The highest clouds on Earth top out at about 52 miles (84 kilometers).
The surprising clouds are most likely made of carbon dioxide, researchers said. There were detected with a camera that senses ultraviolet and infrared light, so there is no conventional picture of them.
The clouds were spotted by observing distant stars just before they disappeared behind Mars. The stars would dim as they went behind clouds.

May 25th, 2006

Lava tubes snapped snaking across Mars The New Scientist

Dramatic 3D images of ancient lava tubes on the Martian volcano, Pavonis Mons, have been captured by the Mars Express spacecraft.
Lava tubes are produced when lava on the top of a lava flow cools and forms a crust, while the subsurface lava remains molten.
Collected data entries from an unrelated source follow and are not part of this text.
Issue #429, opened 2021-08-17
SQFormAutoComplete dynamic width is not working and causing unexpected behavior


Chris-Boyle:
In this PR https://github.com/SelectQuoteLabs/SQForm/pull/372 we introduced some drop down custom width logic.  Since consuming it in Senior we are seeing some unexpected behavior with the SQFormAutoComplete drop downs. 
Autocomplete width goes wider than the modal width causing a horizontal scroll
![image](https://user-images.githubusercontent.com/20329437/129743446-07d7c527-518b-4bc9-88d4-f8b139f1390c.png)

Senior issues and Storybook issues: https://www.loom.com/share/0e70d6f614b84cafb7b3e3d51340ff23

I can also see some unexpected behavior in [Storybook](https://5f4431386ea00a00220d495c-plvviwxlft.chromatic.com/?path=/story/forms-sqform--basic-form).
In our storybook this story should use the `lockwidth` prop to make the drop down with not wider than the field.  On initial render it is not working
![image](https://user-images.githubusercontent.com/20329437/129742498-6fc9da92-03ee-4649-b97a-e376375874b3.png)
The next time the drop down is clicked it does

PR #430, opened 2021-08-17
fix: 🐛 fixed autocomplete initial width issues and placement

gdoohen1:
Autocomplete should now have the correct width on first render and the popover should more reliably render below the field.
✅ Closes: #429

I was not able to replicate the issues mentioned in #429 as far as the positioning of the popover being in really weird places. Since the popover is positioned absolutely the only thing I can think of as to why it happens sometimes and not others is that some ancestor has some css that is throwing off the absolute positioning of the popover. So I added relative positioning to the grid item that contains the autocomplete and the popover so hopefully that lets the absolutely positioned popover render properly. Also, the default for lockWidthToField is now `true`, I think that maintains backwards compatibility better. An additional advantage to this however, is that when lockWidthToField is true we can re-enable react portal for the popover which should eliminate the absolute position issues in those cases entirely.

### DIFF
--- a/src/components/SQForm/SQFormAutocomplete.js
+++ b/src/components/SQForm/SQFormAutocomplete.js
@@ -276,7 +276,7 @@ function SQFormAutocomplete({
         name={name}
         style={{width: '100%'}}
         disableListWrap
-        disablePortal
+        disablePortal={!lockWidthToField}
         classes={autocompleteClasses}
         ListboxComponent={ListboxVirtualizedComponent}
         // Note: basewidth is not camel cased because React doesn't like it here
--- a/src/components/SQForm/SQFormAutocomplete.js
+++ b/src/components/SQForm/SQFormAutocomplete.js
@@ -18,27 +18,6 @@ const LISTBOX_PADDING = 8; // px
 
 const EMPTY_OPTION = {label: '- -', value: ''};
 
-const useStyles = makeStyles({
-  listbox: {
-    width: 'initial !important',
-    overflowX: 'hidden !important',
-
-    '& ul': {
-      padding: 0,
-      margin: 0
-    }
-  },
-  popper: {
-    borderRadius: '4px',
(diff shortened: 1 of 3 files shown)


Chris-Boyle:
@gdoohen1 can we get this tested in Senior before we merge just to confirm the actions drop down and the other autocompletes work?  Looking to get some more confidence in this so we don't have to do a trial and error workflow.

gdoohen1:
> @gdoohen1 can we get this tested in Senior before we merge just to confirm the actions drop down and the other autocompletes work? Looking to get some more confidence in this so we don't have to do a trial and error workflow.

@Chris-Boyle I absolutely agree - I have tried to test SQForm/shared-components in one of our docker based monolith repos before but I can never get docker to pull in the new .tgz file. If you know how to configure that though I would definitely love to do that though.

Chris-Boyle:
> > @gdoohen1 can we get this tested in Senior before we merge just to confirm the actions drop down and the other autocompletes work? Looking to get some more confidence in this so we don't have to do a trial and error workflow.
> 
> @Chris-Boyle I absolutely agree - I have tried to test SQForm/shared-components in one of our docker based monolith repos before but I can never get docker to pull in the new .tgz file. If you know how to configure that though I would definitely love to do that though.

And we have the steps documented finally!
https://selectquote.atlassian.net/wiki/spaces/SE/pages/2865332240/How+to+test+local+SQForm+changes+in+a+local+application. 
I did see some weird width when there was no drop down options in the list:
image
The options also seemed blurry on my external monitor but not on my Mac.  I would be interested to know if anyone else sees this
image

gdoohen1:
I noticed the package-lock was out of date, but I think it broke the pipeline with the mui theme import so I reverted that commit and the pipeline seems good now.

Chris-Boyle (approved):

codyarose (approved):

SeanGroff (approved):

PR #431, opened 2021-08-18
Migrate SQFormDateTimePicker to Typescript

hvilander:


src/components/SQForm/SQFormDateTimePicker.tsx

This molten lava continues to flow until the lava source is exhausted. In the case of Pavonis Mons, researchers believe the roofs of these tubes eventually collapsed, leaving long channels in the planet’s surface.

April 21st, 2006

Mars Express’s OMEGA uncovers possible sites for life ESA

By mapping minerals on the surface of Mars using the European Space Agency’s Mars Express spacecraft, scientists have discovered the three ages of Martian geological history – as reported in today’s issue of Science – and found valuable clues as to where life might have developed.
The new work shows that large bodies of standing water might only have been present on Mars in the remote past, before four thousand million years ago, if they were present at all. Within half a billion years, these conditions had faded away.